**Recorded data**
PR #156, opened 2024-12-05
CASSSIDECAR-170: Reprepare statements when sidecar reconnects to Cass…

yifan-c:
…andra

Patch by Yifan Cai; Reviewed by TBD for CASSSIDECAR-170

### DIFF
--- a/server/src/main/java/org/apache/cassandra/sidecar/db/schema/SidecarSchema.java
+++ b/server/src/main/java/org/apache/cassandra/sidecar/db/schema/SidecarSchema.java
@@ -35,6 +35,7 @@ import org.apache.cassandra.sidecar.exceptions.SidecarSchemaModificationExceptio
 import org.apache.cassandra.sidecar.metrics.SchemaMetrics;
 
 import static org.apache.cassandra.sidecar.server.SidecarServerEvents.ON_CASSANDRA_CQL_READY;
+import static org.apache.cassandra.sidecar.server.SidecarServerEvents.ON_CASSANDRA_DRIVER_CLOSED;
 import static org.apache.cassandra.sidecar.server.SidecarServerEvents.ON_SERVER_STOP;
 import static org.apache.cassandra.sidecar.server.SidecarServerEvents.ON_SIDECAR_SCHEMA_INITIALIZED;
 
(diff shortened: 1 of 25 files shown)


server/src/main/java/org/apache/cassandra/sidecar/db/schema/SidecarSchema.java
```diff
@@ -69,21 +71,21 @@ public SidecarSchema(Vertx vertx,
...
-        }
-        else
+        configureSidecarServerEventListenersMaybe();
+    }
+
+    private void configureSidecarServerEventListenersMaybe()
+    {
+        if (!this.schemaKeyspaceConfiguration.isEnabled())
         {
             LOGGER.info("Sidecar schema is disabled!");
```
bbotella: Nit: Maybe being more descriptive with the logger message? I think we could answer the question: "so what?". In this case, what do you think about something like: `Sidecar schema is disabled. Skipping configuring the sidecar event listeners`?

bbotella:
+1 (nb)

server/src/test/integration/org/apache/cassandra/sidecar/routes/ConnectedClientStatsHandlerIntegrationTest.java
```diff
@@ -105,7 +107,8 @@ void retrieveClientStatsListConnectionsWithKeyspace(VertxTestContext context)
     void retrieveClientStatsMultipleConnections(VertxTestContext context)
     throws Exception
     {
-        // Creates an additional connection pair
+        // create an extra pair of connections
+        sidecarTestContext.buildNewCqlSessionProvider().get();
```
yifan-c, line 111: The test was incorrectly depending on building new cluster object when creating keyspace. It get fixed in this patch, and an explicit method to build new cluster object is added for clarity.

server/src/test/integration/org/apache/cassandra/sidecar/testing/CassandraSidecarTestContext.java
```diff
@@ -197,6 +197,7 @@ public InstancesConfig refreshInstancesConfig()
     {
         // clean-up any open sessions or client resources
         close();
+        closeSessionProvider();
```
yifan-c, line 200: `setInstancesConfig` create a new instance of session provider. Therefore, close the current one before creating a new one.

yifan-c:
Closing as no longer needed by #165

PR #159, opened 2024-12-10
CASSSIDECAR-173: Endpoint to retrieve C* gossip status

skoppu22:
https://issues.apache.org/jira/browse/CASSSIDECAR-173
Developing a new Sidecar endpoint to retrieve gossip running status of Cassandra, so the end user can use this endpoint without having to invoke C* JMX call. This endpoint will have authorization checks enabled once authorization feature is added to the Sidecar.

Circle CI run: https://app.circleci.com/pipelines/github/skoppu22/cassandra-sidecar?branch=gossips2

### DIFF
--- a/adapters/base/src/main/java/org/apache/cassandra/sidecar/adapters/base/CassandraStorageOperations.java
+++ b/adapters/base/src/main/java/org/apache/cassandra/sidecar/adapters/base/CassandraStorageOperations.java
@@ -233,4 +233,13 @@ public class CassandraStorageOperations implements StorageOperations
         StorageJmxOperations ssProxy = jmxClient.proxy(StorageJmxOperations.class, STORAGE_SERVICE_OBJ_NAME);
         ssProxy.decommission(force);
     }
+
+    /**
+     * {@inheritDoc}
+     */
+    @Override
+    public boolean isGossipRunning()
+    {
+        return jmxClient.proxy(StorageJmxOperations.class, STORAGE_SERVICE_OBJ_NAME).isGossipRunning();
+    }
 }
--- a/client/src/main/java/org/apache/cassandra/sidecar/client/SidecarClient.java
+++ b/client/src/main/java/org/apache/cassandra/sidecar/client/SidecarClient.java
@@ -220,6 +220,20 @@ public class SidecarClient implements AutoCloseable, SidecarClientBlobRestoreExt
         return executor.executeRequestAsync(requestBuilder().gossipInfoRequest().build());
     }
 
+
+    /**
+     * Executes the GET gossip health request using the default retry policy and configured selection policy
+     * @param instance the instance where the request will be executed
+     * @return a completable future with gossip health response
+     */
+    public CompletableFuture<HealthResponse> gossipHealth(SidecarInstance instance)
+    {
+        return executor.executeRequestAsync(requestBuilder()
+                                            .singleInstanceSelectionPolicy(instance)
+                                            .gossipHealthRequest()
+                                            .build());
+    }
+
     /**
      * Executes the time skew request using the default retry policy and configured selection policy
      *
--- a/server-common/src/main/java/org/apache/cassandra/sidecar/common/server/StorageOperations.java
+++ b/server-common/src/main/java/org/apache/cassandra/sidecar/common/server/StorageOperations.java
@@ -114,4 +114,9 @@ public interface StorageOperations
      * @param force force decommission, bypassing RF checks, when this flag is set
      */
     void decommission(boolean force);
+
+    /**
+     * @return returns true if gossip is running, false otherwise
+     */
+    boolean isGossipRunning();
 }
--- a/server/src/main/java/org/apache/cassandra/sidecar/routes/GossipHealthHandler.java
+++ b/server/src/main/java/org/apache/cassandra/sidecar/routes/GossipHealthHandler.java
@@ -58,9 +58,9 @@ public class GossipHealthHandler extends AbstractHandler<Void>
     {
         StorageOperations operations = metadataFetcher.delegate(host).storageOperations();
         executorPools.service()
-                         .executeBlocking(operations::isGossipRunning)
-                         .onSuccess(isGossipRunning -> context.json(isGossipRunning ? OK_STATUS : NOT_OK_STATUS))
-                         .onFailure(cause -> processFailure(cause, context, host, remoteAddress, request));
+                     .executeBlocking(operations::isGossipRunning)
+                     .onSuccess(isGossipRunning -> context.json(isGossipRunning ? OK_STATUS : NOT_OK_STATUS))
+                     .onFailure(cause -> processFailure(cause, context, host, remoteAddress, request));
     }
 
     /**
--- a/server/src/main/java/org/apache/cassandra/sidecar/routes/GossipHealthHandler.java
+++ b/server/src/main/java/org/apache/cassandra/sidecar/routes/GossipHealthHandler.java
@@ -1,0 +1,74 @@
+/*
+ * Licensed to the Apache Software Foundation (ASF) under one
+ * or more contributor license agreements.  See the NOTICE file
+ * distributed with this work for additional information
+ * regarding copyright ownership.  The ASF licenses this file
+ * to you under the Apache License, Version 2.0 (the
+ * "License"); you may not use this file except in compliance
+ * with the License.  You may obtain a copy of the License at
+ *
+ *     http://www.apache.org/licenses/LICENSE-2.0
+ *
+ * Unless required by applicable law or agreed to in writing, software
+ * distributed under the License is distributed on an "AS IS" BASIS,
+ * WITHOUT WARRANTIES OR CONDITIONS OF ANY KIND, either express or implied.
+ * See the License for the specific language governing permissions and
+ * limitations under the License.
+ */
+
+package org.apache.cassandra.sidecar.routes;
+
+import com.google.inject.Inject;
+import io.vertx.core.http.HttpServerRequest;
+import io.vertx.core.net.SocketAddress;
+import io.vertx.ext.web.RoutingContext;
+import org.apache.cassandra.sidecar.common.server.StorageOperations;
+import org.apache.cassandra.sidecar.concurrent.ExecutorPools;
+import org.apache.cassandra.sidecar.utils.InstanceMetadataFetcher;
+
+import static org.apache.cassandra.sidecar.server.MainModule.NOT_OK_STATUS;
+import static org.apache.cassandra.sidecar.server.MainModule.OK_STATUS;
+
+
+/**
+ * Handler to retrieve gossip health
+ */
+public class GossipHealthHandler extends AbstractHandler<Void>
+{
+    /**
+     * Constructs a handler with the provided {@code metadataFetcher}
+     * @param metadataFetcher the metadata fetcher
+     * @param executorPools   executor pools for blocking executions
+     */
+    @Inject
+    protected GossipHealthHandler(InstanceMetadataFetcher metadataFetcher, ExecutorPools executorPools)
+    {
+        super(metadataFetcher, executorPools, null);
+    }
+
+    /**
+     * {@inheritDoc}
+     */
+    @Override
+    public void handleInternal(RoutingContext context,
+                               HttpServerRequest httpRequest,
+                               String host,
+                               SocketAddress remoteAddress,
+                               Void request)
+    {
+        StorageOperations operations = metadataFetcher.delegate(host).storageOperations();
+        executorPools.service()
+                         .executeBlocking(operations::isGossipRunning)
+                         .onSuccess(isGossipRunning -> context.json(isGossipRunning ? OK_STATUS : NOT_OK_STATUS))
+                         .onFailure(cause -> processFailure(cause, context, host, remoteAddress, request));
+    }
+
+    /**
+     * {@inheritDoc}
+     */
+    @Override
+    protected Void extractParamsOrThrow(RoutingContext context)
+    {
+        return null;
+    }
+}
--- a/server/src/main/java/org/apache/cassandra/sidecar/server/MainModule.java
+++ b/server/src/main/java/org/apache/cassandra/sidecar/server/MainModule.java
@@ -113,6 +113,7 @@ import org.apache.cassandra.sidecar.routes.CassandraHealthHandler;
 import org.apache.cassandra.sidecar.routes.ConnectedClientStatsHandler;
 import org.apache.cassandra.sidecar.routes.DiskSpaceProtectionHandler;
 import org.apache.cassandra.sidecar.routes.FileStreamHandler;
+import org.apache.cassandra.sidecar.routes.GossipHealthHandler;
 import org.apache.cassandra.sidecar.routes.GossipInfoHandler;
 import org.apache.cassandra.sidecar.routes.JsonErrorHandler;
 import org.apache.cassandra.sidecar.routes.KeyspaceRingHandler;
@@ -319,6 +320,7 @@ public class MainModule extends AbstractModule
                               TokenRangeReplicaMapHandler tokenRangeHandler,
                               LoggerHandler loggerHandler,
                               GossipInfoHandler gossipInfoHandler,
+                              GossipHealthHandler gossipHealthHandler,
                               TimeSkewHandler timeSkewHandler,
                               NodeSettingsHandler nodeSettingsHandler,
                               SSTableUploadHandler ssTableUploadHandler,
@@ -387,6 +389,9 @@ public class MainModule extends AbstractModule
         // authenticated users can also read node settings information.
         router.get(ApiEndpointsV1.NODE_SETTINGS_ROUTE)
               .handler(nodeSettingsHandler);
+
+        router.get(ApiEndpointsV1.GOSSIP_HEALTH_ROUTE)
+              .handler(gossipHealthHandler);
 
         router.get(ApiEndpointsV1.TIME_SKEW_ROUTE)
               .handler(timeSkewHandler);
--- a/server/src/test/java/org/apache/cassandra/sidecar/routes/CommonTest.java
+++ b/server/src/test/java/org/apache/cassandra/sidecar/routes/CommonTest.java
@@ -90,9 +90,9 @@ public class CommonTest
         @Singleton
         public InstancesMetadata instanceConfig()
         {
-            final int instanceId = 100;
-            final String host = "127.0.0.1";
-            final InstanceMetadata instanceMetadata = mock(InstanceMetadata.class);
+            int instanceId = 100;
+            String host = "127.0.0.1";
+            InstanceMetadata instanceMetadata = mock(InstanceMetadata.class);
             when(instanceMetadata.host()).thenReturn(host);
             when(instanceMetadata.port()).thenReturn(9042);
             when(instanceMetadata.id()).thenReturn(instanceId);
--- a/server/src/test/java/org/apache/cassandra/sidecar/routes/CommonTest.java
+++ b/server/src/test/java/org/apache/cassandra/sidecar/routes/CommonTest.java
@@ -1,0 +1,110 @@
+/*
+ * Licensed to the Apache Software Foundation (ASF) under one
+ * or more contributor license agreements.  See the NOTICE file
+ * distributed with this work for additional information
+ * regarding copyright ownership.  The ASF licenses this file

**Problem to work on**
Identify the lines in the entries that hold "default" and return each one.

**Exercise output**
+     * Executes the GET gossip health request using the default retry policy and configured selection policy
      * Executes the time skew request using the default retry policy and configured selection policy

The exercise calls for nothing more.